For the last two decades, patent holders – many of them “trolls” – have favored suing accused infringers in the Eastern District of Texas, even those who never stepped foot in the state. This trend started in 1990 when the federal court ruled that a corporation could be sued for patent infringement in any court having personal jurisdiction over it.
The Eastern District of Texas rapidly became a favorite with its:
- Fast rocket docket;
- Significant and expensive front-loaded schedule, which burdens defendants significantly at the beginning of a case rather than spreading out the cost;
- Plaintiff-friendly local patent rules;
- Pressure on defendants to litigate somewhere they have no connections; and
- Judges with disproportionate patent litigation experience.
Most defendants would rather be almost anywhere else. Yet often, they had little choice. As a result, over the last twenty years, this one district of Texas – including some very small towns across the state – have heard more patent litigation cases than any other state in the country.
But Not Anymore: TC Heartland LLC v. Kraft Foods Group Brands, LLC
On May 22, 2017, the Supreme Court issued a unanimous decision holding that venue in a patent infringement case is proper only (a) where the defendant resides (meaning the state of incorporation for a corporate defendant), or (b) where the defendant has committed acts of infringement and has a regular and established place of business.
What Does This Mean?
Patent litigation defendants may no longer need fear suit in districts such as the Eastern District of Texas, in which they have no connections other than sporadic sales on a national-available website. Unified Patents, a company that coordinates anti-patent troll efforts, estimates that patent cases filed in the Eastern District of Texas may drop by 1,000 per year. Plaintiffs will likely file elsewhere, or not file at all. They no longer have the convenience of suing all defendants in the same district court. Instead, they’ll have to sue each defendant in the defendant’s home state, which will increase their expenses and the risk of inconsistent results. This could curb excessive litigation and make patent trolls more inclined to settle for lower costs.
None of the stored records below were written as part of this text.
PR #553, opened 2017-08-22
Update license date

benhc123:
to 2017

### DIFF
--- a/LICENSE
+++ b/LICENSE
@@ -1,5 +1,5 @@
 The MIT License (MIT)
-Copyright (c) 2016 Petr Korolev
+Copyright (c) 2017 Petr Korolev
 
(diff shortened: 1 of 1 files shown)


benhc123:
Surely this is one possible exception to this rule. It's just a date!

olleolleolle:
Hi! Thanks for contributing to GitHub Changelog Generator!

Licenses and copyright notices are a tricky landscape.

Please read this SO thread: [The copyright is not the same as the license.](https://softwareengineering.stackexchange.com/questions/210472/is-renewal-of-mit-license-needed-on-github-at-the-beginning-of-each-year)

With that thread as background, you can compare [an example of a project where they consider adding another year to the copyright notice](https://github.com/google/material-design-lite/issues/3523)

So, if we wish to improve the copyright notice, it _could_ be extended using a range of years in which changes were made to the software. Or, we could just leave it at the starting point.

Do you wish to make the change to add 2017 to the list of years in which changes have been made? Or turn it into a range?

olleolleolle:
Thanks for bringing this up – I merged your change with a variation: we now use a range of years.

PR #566, opened 2017-10-04
filter tags correctly when `since_tag` is set to most recent tag

### LINKED ISSUE #304: since_tag seems to not be working

### LINKED ISSUE #555: since_tag doesn't work when tag specified is the latest tag
If `since_tag` is the latest tag available, the `unreleased` section contains *all* PRs/issues (not just the ones since the date of the since_tag).

Crunch09:
Hey,
before this fix [`filtered_tags`](https://github.com/skywinder/github-changelog-generator/blob/master/lib/github_changelog_generator/generator/generator_generation.rb#L132) was empty which caused a fallback to the last tag in the sorted_tags array (which is the oldest tag).
There for no issues and PRs were filtered in that case.

fixes #555
fixes #304

### DIFF
--- a/lib/github_changelog_generator/generator/generator_tags.rb
+++ b/lib/github_changelog_generator/generator/generator_tags.rb
@@ -129,7 +129,7 @@ module GitHubChangelogGenerator
       if tag
         if all_tags.map { |t| t["name"] }.include? tag
           idx = all_tags.index { |t| t["name"] == tag }
-          filtered_tags = if idx.present?
+          filtered_tags = if idx
                             all_tags[0..idx]
                           else
                             []
--- a/lib/github_changelog_generator/generator/generator_tags.rb
+++ b/lib/github_changelog_generator/generator/generator_tags.rb
@@ -129,7 +129,7 @@ module GitHubChangelogGenerator
       if tag
         if all_tags.map { |t| t["name"] }.include? tag
           idx = all_tags.index { |t| t["name"] == tag }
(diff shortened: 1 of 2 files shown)


Crunch09:
Exactly! Thanks for the thorough explanation! 😅 
> That means that if idx.present? could become if idx.

I'll change this, wasn't sure which way you prefer.

olleolleolle:
@Crunch09 Florian, **thank you** so much for taking up this issue and building this fix.

Crunch09:
@olleolleolle You're very welcome! Thank you for maintaining this gem! Great project 🙇

PR #574, opened 2017-10-13
Add option --require to load custom Ruby code before starting

olleolleolle:
This PR adds a feature and an option `--require`: it takes a comma-separated list of paths to custom Ruby files to `require`. This happens just before starting the changelog generation.

Example:

```
github_changelog_generator --require ./.changelog_hacks.rb,./.changelog_hacks2.rb
```

- [x] documentation of the new option

### DIFF
--- a/lib/github_changelog_generator/generator/generator_generation.rb
+++ b/lib/github_changelog_generator/generator/generator_generation.rb
@@ -6,6 +6,7 @@ module GitHubChangelogGenerator
     #
     # @return [String] Generated change log file
     def compound_changelog
+      options.load_custom_ruby_files
       fetch_and_filter_tags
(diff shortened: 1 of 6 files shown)


olleolleolle:
I was inspired to add this because of the Pivotal Tracker question. In order to make things more custom for them, they need a place to put code.

Perhaps a new default-required filename could be the default list, to be required if found.

olleolleolle:
#575 was the missing meta-documentation "How do I regenerate man page documentation?"

olleolleolle:
```
    -e, --load FILE                  A Ruby script to load before running command.
        --plugin PLUGIN              Load a YARD plugin (gem with `yard-' prefix)
```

Where Will New Patent Litigation Go?
The District of Delaware is most likely to become the next Eastern District of Texas, as a large percentage of U.S. entities are incorporated in that state. In fact, in the weeks since the Supreme Court’s ruling, the District of Delaware has borrowed four judges from the Eastern District of Pennsylvania to boost its bench for the expected influx of new and transferred patent cases. Other venues that are expected to see an increase in patent litigation are the Central and Northern Districts of California and the District of New Jersey. Additionally, the District of Northern Illinois, the Southern District of New York, the Central District of California and other courts are experimenting with “patent pilot judges,” which could make these court popular locations for patent suits.
What About Existing Patent Litigation?
Defendants currently in the Eastern District of Texas may seize on TC Heartland as an excuse to move their cases to a friendlier district. Whether they can, likely depends on the extent to which they asserted – and thereby preserved – an improper venue defense or filed a motion to dismiss on this ground. But even for those defendants who preserved this defense, a court may be reluctant to let it go if the case has proceeded too far in Texas.
The lucky cases will likely be ones at the pleading states or where a motion to dismiss is pending or only recently decided on. One of our cases here at Venjuris had a motion to dismiss fully briefed and ready for decision when TC Heartland was decided. We were excited the day TC Heartland decision was announced. We filed a three-page supplement to the Motion, bringing the case to the Court’s attention and requesting dismissal on that additional ground. A decision has yet to issue.
Can We Count Texas Out?
A patent infringement suit can be filed not only where a corporate defendant resides, but alternatively where it committed acts of infringement and has a regular and established place of business. The TC Heartland case refused to address the latter portion of the statute. A plaintiff eager to remain in Texas may try to use this portion of the law to keep their case in the Eastern District of Texas. What qualifies as a “regular and established place of business” may be hotly litigated in the near future by plaintiffs desperate to preserve their favored venue, and defendants desperate to avoid it.